What to Reader Response Theory Uncovered in The Professor and the Madman
While the events and details in, The Professor and the Madman: A Tale of Murder, Insanity the Making of the Oxford English Dictionary, may seem unfocused and pointless, the unorganized structure of the plot is connected and important to the understanding of the story. I found this fact to be proven when using the reader response theory throughout the book.
(For more information on the Reader Response Theory, visit https://www.poetryfoundation.org/learn/glossary-terms/reader-response-theory)

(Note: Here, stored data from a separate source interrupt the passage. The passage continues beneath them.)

Issue #181, opened 2021-01-31
SQLite does not work


elenawinters:
This is a known issue.

I'm creating this on the issue tracker so we get less questions about it.

enteryournamehere:
Resolved by #216

PR #216, opened 2021-02-22
Upgrade .NET and EF Core to 5.0

enteryournamehere:
This PR upgrades the .NET framework version from 3.1 to 5, and EF Core from 2.2 to 5. The EF Core upgrade solves #181 as previously unsupported migrations now are supported. I've also set SQLite as the default database provider again, to make setup easier.

I've played in VE and AG for a while, and while initially everything seems to perform normally, eventually I encountered fatal physics errors (at least on VE). I don't see how these would be introduced by this PR, but I haven't seen them this often before, so if anyone could test and confirm whether they experience these errors as well I'd appreciate it.


README.md
```diff
@@ -9,35 +9,21 @@ LEGO Universe server written in C#
...
+Check out the [release page](https://github.com/UchuServer/Uchu/releases) for standalone binary releases of Uchu.
 
 ## Prerequisites
 This project will be built and run using a CLI. You will also require a text editor capable of editing raw text files. These are requirements of setting up this project so if you are not familiar with either it is recommended to research them in advance.
 Users should also understand that Uchu is not a game in and of itself, but a server which tells a program on your computer - the client - what to do.
 Uchu is built with .NET Core 3.1 (see below for installation details) which is compatible with Windows, Linux, and MacOS.
 
-### .NET Core 3.1
-Install .NET Core 3.1 SDK for your OS using the instructions found on [here](https://dotnet.microsoft.com/download/dotnet-core/3.1).
+### .NET Core 5.0
```
TheNexusAvenger: Minor thing is that .NET 5.0 is the correct name, not .NET Core 5.0. Microsoft is trying to move to a single .NET instead of .NET Framework vs .NET Core.

TheNexusAvenger (commented):
Code changes seem fine assuming that they were tested as mentioned in the pull request. Minor comment on the naming in the README.

README.md
enteryournamehere: Wrote this correctly in other places but forgot to change the readme. Also caught a leftover "3.1" in there. Thanks :+1:

TheNexusAvenger (approved):

MickVermeulen (approved):
Looking good! Like Nexus said, assuming you've tested a playthrough this seems fine by me.

MickVermeulen:
Comment on the physics errors: for me the fatal ones almost never occur, but the duplicate key error happens all the time.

The reader response theory uncovered the unorganized development of the story when it was applied to the first few chapters. This was clear when I struggled to answer reader response questions, such as “What sort of things could happen in the short and long term?”. This particular question was hard for me to answer because the first few chapters didn’t give enough information to predict where the story was heading. The only prediction I could make was that James Murray and Willam Minor would eventually meet in person, since the novel kept mentioning their courses would collide. As the chapters continued, I was able to understand more of the story, but the information was still a bit indistinct and frustrating to follow.
That being said, the trivial details allowed certain aspects of the theory to be highlighted in the text. It allowed me to have no trouble answering, “What connections are you making between events in your own experience and events in the novel?” I made a connection to William Minor when he was organizing the words he found in books that he thought were worth defining. He had a unique method of doing so; every time he found a word the piqued his interest, he wrote it down along with its book title and page number, leaving vertical space between words because he anticipation that he would find another word that came alphabetically before or after the one he just wrote down. This was a very helpful method that only he, “given his particular position, his leisure, his library…” (138), could realistically prosecute. Instead of sending a list to the Scriptorium once a book was complete, Minor kept going through books upon books until he had skimmed through several and had a very heavy list of words.

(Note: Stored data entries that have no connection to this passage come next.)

PR #219, opened 2021-02-23
Resolve NullReferenceException when exiting in the build arranger

Ramen2X:
This pull request adds a separate task to handle players exiting the build arranger without actually completing the build. The current implementation of using ConfirmFinish() when exiting the build arranger mode will produce a NullReferenceException when you exit without completing the build, which also causes some noticeable side effects. The Thinking Hat will not get removed properly when this exception happens, allowing your character to walk around wearing it when they are not even in a building environment (which also stops your character from attacking). This is fixed with this PR.

I've been testing these changes for a bit on my local install and nothing seemed to break. However, I'd like to hear thoughts on this and if anything can be improved!

### DIFF
--- a/Uchu.World/Objects/Components/Player/ModularBuilderComponent.cs
+++ b/Uchu.World/Objects/Components/Player/ModularBuilderComponent.cs
@@ -132,10 +132,9 @@ namespace Uchu.World
                 return;
 
             var inventory = GameObject.GetComponent<InventoryManagerComponent>();
-            
-                foreach (var temp in inventory[InventoryType.TemporaryModels].Items)
-                if (temp.Count < 0) ; // Make sure we account for builds where no parts were used
-                else
+            if (inventory[InventoryType.TemporaryModels] != null)
+            {
+            foreach (var temp in inventory[InventoryType.TemporaryModels].Items)
                 {
                     await inventory.MoveItemBetweenInventoriesAsync(
                         temp,
@@ -144,6 +143,7 @@ namespace Uchu.World
                         InventoryType.Models
                     );
                 }
+            }
             
             var thinkingHat = inventory[InventoryType.Items].Items.First(i => i.Lot == 6086);
             await thinkingHat.UnEquipAsync();
--- a/Uchu.World/Objects/Components/Player/ModularBuilderComponent.cs
+++ b/Uchu.World/Objects/Components/Player/ModularBuilderComponent.cs
@@ -134,7 +134,7 @@ namespace Uchu.World
             var inventory = GameObject.GetComponent<InventoryManagerComponent>();
             if (inventory[InventoryType.TemporaryModels] != null)
             {
-		foreach (var temp in inventory[InventoryType.TemporaryModels].Items)
+                foreach (var temp in inventory[InventoryType.TemporaryModels].Items)
                 {
                     await inventory.MoveItemBetweenInventoriesAsync(
                         temp,
--- a/Uchu.World/Objects/Components/Player/ModularBuilderComponent.cs
+++ b/Uchu.World/Objects/Components/Player/ModularBuilderComponent.cs
@@ -133,15 +133,17 @@ namespace Uchu.World
 
             var inventory = GameObject.GetComponent<InventoryManagerComponent>();
             
-            foreach (var temp in inventory[InventoryType.TemporaryModels].Items)
-            {
-                await inventory.MoveItemBetweenInventoriesAsync(
-                    temp,
-                    temp.Count,
-                    InventoryType.TemporaryModels,
-                    InventoryType.Models
-                );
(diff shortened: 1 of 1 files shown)


Ramen2X:
I've experimented and found a better method of doing this. Apologies for the PR disaster here. After further testing of these changes, I realized a major flaw in this method. I was not accounting for the scenario that the build could be abandoned while parts have already been placed. Since the custom task was skipping the return to inventory code, the parts would completely disappear. This revised code fixes this issue.

Uchu.World/Objects/Components/Player/ModularBuilderComponent.cs
```diff
@@ -133,15 +133,17 @@ public async Task ConfirmFinish()
...
-            foreach (var temp in inventory[InventoryType.TemporaryModels].Items)
-            {
-                await inventory.MoveItemBetweenInventoriesAsync(
-                    temp,
-                    temp.Count,
-                    InventoryType.TemporaryModels,
-                    InventoryType.Models
-                );
-            }
+                foreach (var temp in inventory[InventoryType.TemporaryModels].Items)
```
TheNexusAvenger, line 137: The exception still seems to be a thing and is thrown from this line.
The extra tab before the `foreach` loop makes it a bit harder to read.

Uchu.World/Objects/Components/Player/ModularBuilderComponent.cs
```diff
@@ -133,15 +133,17 @@ public async Task ConfirmFinish()
...
+                if (temp.Count < 0) ; // Make sure we account for builds where no parts were used
```
TheNexusAvenger: Is there a reason there is an empty `temp.Count < 0` condition with an `else` instead of just `temp.Count >= 0` with the condition.

TheNexusAvenger (changes requested):
This doesn't seem to fix the intended issue. I entered a rocket build and then exited and got a `NullReferenceException` from line 136.

Ramen2X:
Thanks for the comments. I have now made corrections accordingly. The commit I have just added should finally resolve this issue. I have also corrected the formatting with the `foreach`  statement as well.

Uchu.World/Objects/Components/Player/ModularBuilderComponent.cs
```diff
@@ -132,15 +132,17 @@ public async Task ConfirmFinish()
...
-            foreach (var temp in inventory[InventoryType.TemporaryModels].Items)
+            if (inventory[InventoryType.TemporaryModels] != null)
             {
-                await inventory.MoveItemBetweenInventoriesAsync(
-                    temp,
-                    temp.Count,
-                    InventoryType.TemporaryModels,
-                    InventoryType.Models
-                );
+            foreach (var temp in inventory[InventoryType.TemporaryModels].Items)
```
TheNexusAvenger: The `foreach` should be tabbed 1 more time (4 more spaces). It is in line with the `if` statement than the curly braces for the loop.

TheNexusAvenger (changes requested):
Code changes seem fine and the fix addresses the `NullReferenceException`. Just 1 more formatting thing before merging.

Uchu.World/Objects/Components/Player/ModularBuilderComponent.cs
Ramen2X: Ahh, my bad. Thanks for letting me know.

TheNexusAvenger: If you looked at the new commit on GitHub, you may have noticed that the spacing is *way* off. I am guessing the text editor/IDE you used didn't use 4 spaces when pressing tab and replaced the line with tabs.

Ramen2X: Yikes. Yeah, it certainly isn't showing up like that in my IDE. My apologies, let me go ahead and fix this in GitHub web.

Ramen2X: I hope I got it right this time....

TheNexusAvenger: It looks right in the edit view but not in the commit view because of how tabs are rendered. The line still uses 2 tabs instead of 12 spaces, which I am guessing is because the IDE *replaced* the spaces with tabs.

Ramen2X: I see. Should I revert these formatting commits and try again?

TheNexusAvenger: I made the change using the GitHub editor.

TheNexusAvenger (approved):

At first, I didn’t understand why the author bothered to include such a lengthy description of a fairly simple task. However, I then realized that I follow a similar method as Minor while doing my own research. Instead of writing an idea or large piece of information from a source, I write a key word or concept along with the page or paragraph number, so I can go back to it later if I deem it may be useful. This saves precious time when I don’t have to write down an entire quotation or explanation that I might not even end up using. After making this connection, I could understand why Minor’s method made him so special.
By using Minor’s method, he would have perfectly organized - in alphabetical order - a list of interesting and common words, each written with the page location of several different phrases containing the word within several different books. Rather than having the repetition of one word in different locations on the list of words - each repetition with a different phrase. Once satisfied with his sturdy collection, he contacted the Scriptorium and asked what words they requested more quotations for. Thanks to his method, Minor could search his lists, be directed by a page number he wrote with the word he desired, and look firsthand at the sentence that contained the word he wish for.
By being able to relate this trivial detail to my own life, I understood more why this process made Willam Minor so outstanding to James Murray and others working on the OED. As well as how extremely helpful Minor was to creating the vastness of the OED. Between the author including this key feature and the reader response theory highlighting it, I was able to increase my depth in understanding of the story. Despite the confusion that develops from a scattered plot, the scattered features ended up contributing to my entire understanding of the novel.
Winchester, Simon. The Professor and the Madman: a Tale of Murder, Insanity, and the Making of the Oxford English Dictionary. Harper Perennial, 1999.